• TASK STATEMENT: Go through the entries below, tally each line with the string "macro", and give the final number by itself.

• Stored items:
::::

PR #3345, opened 2019-07-31
Convert CPU ops to new form

diyessi:
Remove obsolete sigmoid


src/ngraph/runtime/cpu/op/batch_mat_mul_transpose.hpp
```diff
@@ -34,14 +34,17 @@ namespace ngraph
         class BatchMatMulTranspose : public Op
         {
         public:
+            NGRAPH_API
+            static const std::string type_name;
```
nmostafa: Any reason this is puablic if we have `description()` ?

src/ngraph/runtime/cpu/op/batch_mat_mul_transpose.cpp
```diff
@@ -25,11 +25,13 @@
 using namespace std;
 using namespace ngraph;
 
-op::BatchMatMulTranspose::BatchMatMulTranspose(const shared_ptr<Node>& arg0,
-                                               const shared_ptr<Node>& arg1,
+const std::string op::BatchMatMulTranspose::type_name{"BatchMatMulTranspose"};
+
+op::BatchMatMulTranspose::BatchMatMulTranspose(const Output<Node>& arg0,
```
nmostafa: One minor thing, all tests now rely on implicit conversion between `node` and `Output<Node>`. Maybe we should add a test to use `Output<Node>` directly when constructing nodes, and perhaps use non-zero index ?

diyessi: Once all node class constructors have been upgraded, we can tighten things up some.

src/ngraph/runtime/cpu/op/batch_mat_mul_transpose.hpp
rkimballn1: With it public you can write something like `BatchMatMulTrasnpose::type_name` instead of typing the error prone literal string `"BatchMatMulTrasnpose"`. It is just a safer way to do it.

PR #4335, opened 2020-02-13
[MLIR] Update MLIR repo

dcaballe:


src/contrib/mlir/utils.cpp
```diff
@@ -35,15 +46,47 @@ static llvm::cl::opt<bool> clPrintIRAfterAll(
...
+        registerDialect<loop::LoopOpsDialect>();
+        registerDialect<StandardOpsDialect>();
+        registerDialect<vector::VectorOpsDialect>();
+        
+        // nGraph dialects. 
+        registerDialect<mlir::NGraphOpsDialect>();
+
+        // In-tree passes.
+        // NO-OPT to avoid DCE on the following pass initializations.
+        if (std::getenv("bar") != (char*)-1)
```
nmostafa: what is this for ?

src/contrib/mlir/utils.cpp
```diff
@@ -35,15 +46,47 @@ static llvm::cl::opt<bool> clPrintIRAfterAll(
...
-    }
+    // Initialize MLIR dialects and passes only once.
+    static bool init_once = []() {
+        // In-tree Dialects.
+        registerDialect<AffineOpsDialect>();
+        registerDialect<LLVM::LLVMDialect>();
+        registerDialect<loop::LoopOpsDialect>();
+        registerDialect<StandardOpsDialect>();
+        registerDialect<vector::VectorOpsDialect>();
+
```
nmostafa: nit: Remove extra spaces.

src/contrib/mlir/backend/pass/affine_lowerer.cpp
```diff
@@ -249,6 +248,7 @@ namespace
         inline size_t insertAttrs(opAttrs attrs);
 
         MemoryAnalysis* getMemAnalysis() const { return m_memAnalysis; }
+
```
nmostafa: extra space.

src/contrib/mlir/backend/cpu/cpu_backend.cpp
```diff
@@ -194,7 +194,8 @@ void MLIRCPUBackend::lowerNgDialect()
 void MLIRCPUBackend::lowerStandardDialect()
 {
     mlir::PassManager pm(&m_context);
-    pm.addPass(mlir::createLowerToLLVMPass());
+    pm.addPass(mlir::createLowerToLLVMPass(
+        false /*useAlloca*/, false /*useBarePtrCallConv*/, true /*emitCWrappers*/));
```
dcaballe: Do you think we could use the default calling convention (flattened memref descriptors) instead to avoid the extra function call? It could be a follow-up patch but at least here we have to make sure the these can be easily integrated with https://github.com/NervanaSystems/ngraph/pull/4336. Do you foresee any issue?

src/contrib/mlir/utils.cpp
dcaballe: Copy-paste from `mlir-opt` to avoid DCE of the code below. Fixing typo: NO-OPT -> No-op

src/contrib/mlir/backend/pass/affine_lowerer.cpp
dcaballe: Let me know if it's OK now. It seems a clang-format thing.

src/contrib/mlir/backend/cpu/cpu_backend.cpp
nmostafa: nit: better use clang-tidy's format ? `/*useAlloca=*/ false`

src/contrib/mlir/backend/pass/affine_lowerer.cpp
```diff
@@ -317,7 +344,8 @@ namespace
 
             // TODO: Encode no alias attribute as part of the function signature conversion or as a
             // separate rewrite pattern. Retrieve new function after signature conversion.
-            insertNoAliasArgAttrs();
+            // TODO: To be enabled in follow-up commit.
```
nmostafa: Is disabling this needed for the MLIR update ? If not, then we should keep it.

src/contrib/mlir/runtime/cpu/cpu_callbacks.cpp
```diff
@@ -719,7 +719,7 @@ static void __mlir_cblas_sgemm_with_bias(StaticMemRef* memRefmatA,
     }
 }
 
-extern "C" void __mlir_callback_1_input(void* input, void* output, size_t index, OpType type)
+extern "C" void _mlir_ciface_callback_1_input(void* input, void* output, size_t index, OpType type)
```
nmostafa: I suggest adding a macro to append the prefix to the func name for better readability. Something like
```
#define MLIR_CALLBACK(NAME) _mlir_ciface_ ## NAME
extern "C" void MLIR_CALLBACK(callback_1_input) ...
```

src/contrib/mlir/backend/pass/affine_lowerer.cpp
dcaballe: Yes, it's needed due to the new calling convention. Otherwise tests will fail since we are adding `noalias` to arguments that are not pointers.

src/contrib/mlir/runtime/cpu/cpu_callbacks.cpp
dcaballe: I guess this is more like a personal opinion but I think macros make the code more obscure. I would second this if the macro was replacing more code. However, in this case it's just a prefix with kind of the same number of characters.

src/contrib/mlir/backend/pass/affine_lowerer.cpp
dcaballe: I'm enabling this in a follow-up patch for the bare ptr calling convention.

src/contrib/mlir/runtime/cpu/cpu_callbacks.cpp
nmostafa: If the *ciface* naming convention changes, we would have to go and rename all callbacks.

PR #4336, opened 2020-02-13
[MLIR] Enable bare ptr calling convention

dcaballe:
This PR adds a flag to enable the bare pointer calling convention
in LLVM lowering pass.


src/contrib/mlir/runtime/cpu/cpu_runtime.cpp
```diff
@@ -142,33 +157,57 @@ void MLIRCPURuntime::cleanup()
...
+// The default call ABI takes a single arg pointer (argPtr) pointing to a list of args.
 // Each arg is a  pointer to a StaticMemRef which contains a data pointer
 //
 // The args are laid out as follows
 // argPtr-> arg[0]-> StaticMemRef -> <data>
 //          arg[1]-> StaticMemRef -> <data>
 //          ...
+//
+// The bare pointer ABI takes a single arg pointer pointing to data for that MemRef. Not extra
+// information about the MemRef is passed at the moment.
```
nmostafa: nit: can you provide an example countering the one above ?

src/contrib/mlir/runtime/cpu/cpu_runtime.cpp
```diff
@@ -53,6 +53,11 @@ static llvm::cl::opt<std::string>
     clObjectFilename("ngraph-mlir-object-filename",
                      llvm::cl::desc("Dump MLIR JITted-compiled object to file jitted_mlir.o"));
 
+llvm::cl::opt<bool> clEnableBarePtrMemRefLowering(
```
nmostafa: nit: add comment here

src/contrib/mlir/backend/cpu/cpu_backend.cpp
```diff
@@ -194,7 +198,10 @@ void MLIRCPUBackend::lowerNgDialect()
 void MLIRCPUBackend::lowerStandardDialect()
 {
     mlir::PassManager pm(&m_context);
-    pm.addPass(mlir::createLowerToLLVMPass());
+    // We lower memrefs to StaticMemRef descriptors by default. If 'clEnableBarePtrMemRefLowering'
```
nmostafa: nit: avoid using variable names in comment in case we rename it later

src/contrib/mlir/runtime/cpu/cpu_runtime.cpp
dcaballe: Is the example above still valid? Don't we pass `arg0`, `arg1`, etc., directly, instead of through `argPtr`

PR #4339, opened 2020-02-14
update code owner of distributed part

wenzhe-nrv:


diyessi:
Picked up in Sang Ik's PR.

PR #4340, opened 2020-02-14
Add attribute visitor for ops R

tsocha:
- Range op
* Reduce ops
-ReduceLogicalAnd
-ReduceLogicalOr
-ReduceMax
-ReduceMean
-ReduceMin
-ReduceProd
-ReduceSum
- RegionYolo op
- Reshape op
- Result op
- Reverse op
- ReverseSequence op
- RNNCell op


src/ngraph/op/fused/rnn_cell.hpp
```diff
@@ -132,6 +132,7 @@ namespace ngraph
                     const std::vector<float>& activations_beta = {},
                     float clip = 0.f);
 
+                using RNNCellBase::visit_attributes;
```
ilyachur: Why do you use using? It also will work without this.

src/ngraph/op/min.hpp
```diff
@@ -73,6 +73,7 @@ namespace ngraph
                           const Output<Node>& reduction_axes,
                           bool keep_dims = false);
 
+                using util::ArithmeticReductionKeepDims::visit_attributes;
```
ilyachur: Why do you use using? It also will work without this.

tsocha: Yes, you are correct.
I removed using from all reduce ops.

src/ngraph/op/fused/rnn_cell.hpp
tsocha: `RNNCell` operator have multiple inheritance and because of that `visit_attributes` will be ambiguous(`op::visit_attributes` and `RNNCellBase::visit_attributes`).

ilyachur:
Could you please add unit tests?

PR #4343, opened 2020-02-17
avoid error tautological-constant-out-of-range-compare

dkurt:
During compilation for Android `armeabi-v7a` fixes error:

```
ngraph/src/ngraph/op/gather.cpp:134:40: error: result of comparison of constant 9223372036854775807 with expression of type 'unsigned int' is always true
      [-Werror,-Wtautological-constant-out-of-range-compare]
    if (input_rank.is_static() && axis != AXIS_NOT_SET_VALUE)
                                  ~~~~ ^  ~~~~~~~~~~~~~~~~~~
```

### DIFF
--- a/src/ngraph/op/gather.cpp
+++ b/src/ngraph/op/gather.cpp
@@ -130,7 +130,7 @@ void op::v1::Gather::validate_and_infer_types()
                               ").");
     }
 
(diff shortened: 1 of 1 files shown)


silee2:
Created a fork #4352 for merging PR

::::

• WORKED SOLUTION: 2